__Your instructions__.
Among the records that follow, count the lines with the string "jobs"; report only that count.

Stored data entries

PR #805, opened 2023-11-20
ci: Add Pre-release action to push to Release Order Branch

alexs-mparticle:
## Instructions
 1. PR target branch should be against `development`
 2. PR title name should follow this format: https://github.com/mParticle/mparticle-workflows/blob/main/.github/workflows/pr-title-check.yml
 3. PR branch prefix should follow this format: https://github.com/mParticle/mparticle-workflows/blob/main/.github/workflows/pr-branch-check-name.yml

 ## Summary
 - Pushes a release branch to a release order branch

 ## Testing Plan
 - [ ] Was this tested locally? If not, explain why.
 - N/A - This is a CI/CD Update

 ## Reference Issue (For mParticle employees only.  Ignore if you are an outside contributor)
 - Closes https://go.mparticle.com/work/SQDSDKS-5964

PR #804, opened 2023-11-20
ci: Add Pre-release action to synchronize branches

alexs-mparticle:
## Instructions
 1. PR target branch should be against `development`
 2. PR title name should follow this format: https://github.com/mParticle/mparticle-workflows/blob/main/.github/workflows/pr-title-check.yml
 3. PR branch prefix should follow this format: https://github.com/mParticle/mparticle-workflows/blob/main/.github/workflows/pr-branch-check-name.yml

 ## Summary
 - This action synchronizes a release version of the web sdk between all necessary branches

 ## Testing Plan
 - [ ] Was this tested locally? If not, explain why.
 - N/A This is a CI/CD Update

 ## Reference Issue (For mParticle employees only.  Ignore if you are an outside contributor)
 - Closes https://go.mparticle.com/work/SQDSDKS-5965

PR #807, opened 2023-11-21
ci: Revise release process for a phased release of the Web SDK

alexs-mparticle:
## Instructions

 ## Summary
 - Separates bundle building and Semantic Release from CDN Deployment
 - Adds processes to push bundle to phased release branches
 - Adds synchronizing to master, development and other branches
 - Combines:
   - #804 
   - #805 
   - #806 

 ## Testing Plan
 - N/A - This is a CI/CD change. However, we will be testing the individual release tasks when we have the next formal SDK release. Currently, no customers are added to Release Order branches, but internal testing apps are.
 - We will use these internal testing apps to try out the release process before formally releasing any SDK changes to the master branch.
 - In the event of any issues, we can still manually roll out a release without customer impact.

 - Closes https://go.mparticle.com/work/SQDSDKS-5706


rmi22186 (approved):

.github/workflows/release-step-1.yml
```diff
@@ -281,11 +284,16 @@ jobs:
...
                   npx semantic-release --dry-run
 
+            # NPM Publish happens here
             - name: Release
               if: ${{ github.event.inputs.dryRun == 'false'}}
               run: |
                   npx semantic-release
 
+            - name: Get Package Version Number
+              uses: martinbeentjes/npm-get-version-action@v1.3.1
```
samdozor, line 294:
```suggestion
              uses: martinbeentjes/npm-get-version-action@3cf273023a0dda27efcd3164bdfb51908dd46a5b #v1.3.1
```

for 3rd party (eg non-github-owned) actions you should use a hardcoded git-sha. otherwise, they could change the tag out from underneath you. i grabbed the 1.3.1 sha from here: https://github.com/martinbeentjes/npm-get-version-action/commits/main/

.github/workflows/release-step-2.yml
```diff
@@ -0,0 +1,84 @@
...
+            - name: Checkout master branch
+              uses: actions/checkout@v3
+              with:
+                  fetch-depth: 0
+                  repository: ${{ github.repository }}
+                  token: ${{ secrets.MP_SEMANTIC_RELEASE_BOT }}
+                  ref: master
+
+            - name: Import GPG Key
+              uses: crazy-max/ghaction-import-gpg@v4
```
samdozor, line 70: same issue re: tag vs git sha - also any reason we're using such an old version?

.github/workflows/release-step-2.yml
```diff
@@ -0,0 +1,84 @@
...
+              with:
+                  gpg_private_key: ${{ secrets.GPG_PRIVATE_KEY }}
+                  passphrase: ${{ secrets.GPG_PASSPHRASE }}
+                  git_user_signingkey: true
+                  git_commit_gpgsign: true
+
+            - name: Merge release/${{ github.event.inputs.versionNumber}} into master branch
```
samdozor, line 77: i'm a little confused on the sequence here. if we have a release tag that we checked out and want to push to a release-order-branch, why change the contents of it by merging it into master?

.github/workflows/release-step-3.yml
```diff
@@ -0,0 +1,69 @@
...
+
+        - name: Merge release branch into master branch
+          run: |
+            git pull origin release/${{ github.event.inputs.versionNumber}}
+        
+        # We will eventually replace master with main
+        - name: Push release commits to main and master
+          run: |
+                git push origin HEAD:master
+                git push origin HEAD:main
```
samdozor, line 55: this is going to force the issue and push a main branch and we'll have both. can we wait to do this intentionally? try not to combine multiple things into one branch/pr like this.

.github/workflows/release-step-3.yml
```diff
@@ -0,0 +1,69 @@
...
+
+        - name: Push release commits to development
+          run: |
+            git push origin HEAD:development
+
+        - name: Push release commits to chore/dependabot
+          run: |
+            git push origin HEAD:chore/dependabot
```
samdozor, line 63: i suspect this will end up flakey. dependabot often runs ahead of our branches, no? so this will often fail or randomly fail. Not good for that to be part of a critical release process. maybe better to skip this entirely, or delete the branch at this point and let it get recreated.

.github/workflows/release-step-3.yml
```diff
@@ -0,0 +1,69 @@
+name: "Release - Step 3: Release to CDN and Synchronize Branches"
+
+on:
+    workflow_dispatch:
+        inputs:
+            versionNumber:
+                description: 'Which SDK version to syncronize? [X.XX.XX]'
```
samdozor, line 7:
```suggestion
                description: 'Which SDK version to synchronize? [X.XX.XX]'
```

.github/workflows/release-step-3.yml
```diff
@@ -0,0 +1,69 @@
...
+        
+        # We will eventually replace master with main
+        - name: Push release commits to main and master
+          run: |
+                git push origin HEAD:master
+                git push origin HEAD:main
+
+        - name: Push release commits to development
+          run: |
+            git push origin HEAD:development
```
samdozor, line 59: when would this be necessary? do we push commits to master before we push to development?

samdozor (changes requested):

.github/workflows/release-step-2.yml
alexs-mparticle: This step lets us ensure that both the release branch and master can be merged. As I look at it, I do see your point and we could potentially remove some redundancy by just having this step checkout the release branch and simply push it directly to the release-order-branch. I think it's safe to assume that if there are issues merging, they would have been caught during step 1.

Good callout.

.github/workflows/release-step-3.yml
alexs-mparticle: Not sure how this step got switched, but I'll move it to push to development before master so that it lines up with the current proecess.

.github/workflows/release-step-3.yml
alexs-mparticle: Good callout. I'll remove this.

.github/workflows/release-step-2.yml
samdozor: that's fine. while you're changing this line - can you please switch it to use the git sha of v4?

.github/workflows/release-step-3.yml
alexs-mparticle: As per our slack convo, this is something we already do to keep things in sync until we can formally cut over to use `main` instead of `master`. I think we should force the switch over within the next month.

.github/workflows/release-step-1.yml
```diff
@@ -250,21 +251,23 @@ jobs:
             NPM_TOKEN: ${{ secrets.NPM_TOKEN }}
 
         steps:
-            - name: Checkout public master branch
+            - name: Checkout master branch
               uses: actions/checkout@v3
               with:
                   fetch-depth: 0
+                  repository: ${{ github.repository }}
+                  token: ${{ secrets.MP_SEMANTIC_RELEASE_BOT }}
```
rmi22186, line 259: These aren't needed currently, is there a reason they are needed moving forward?

.github/workflows/release-step-1.yml
```diff
@@ -250,21 +251,23 @@ jobs:
...
-              uses: crazy-max/ghaction-import-gpg@v4
+              uses: crazy-max/ghaction-import-gpg@e00cb83a68c1158b29afc5217dd0582cada6d172 #v4.4.0
               with:
                   gpg_private_key: ${{ secrets.GPG_PRIVATE_KEY }}
                   passphrase: ${{ secrets.GPG_PASSPHRASE }}
                   git_user_signingkey: true
                   git_commit_gpgsign: true
 
-            - name: Merge release branch into master branch
+            - name: Merge pre-release branch into master branch
```
rmi22186, line 270: Sometimes when I read this, I get confused about the step because I think about the remote master branch.  I think adding local/remote would be valuable when referring to master/development:

```suggestion
            - name: Merge pre-release branch into local master branch
```

.github/workflows/release-step-1.yml
```diff
@@ -296,34 +304,9 @@ jobs:
             - name: Push automated release commits to release branch
```
rmi22186, line 304:
```suggestion
            - name: Push automated release commits to pre-release branch
```

rmi22186 (changes requested):
Small nits.

One question - I know that the current release process does not delete the release branch upon completion.  Are there any negatives of adding that to step 3?

rmi22186 (approved):
LGTM!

__Problem solution__.
4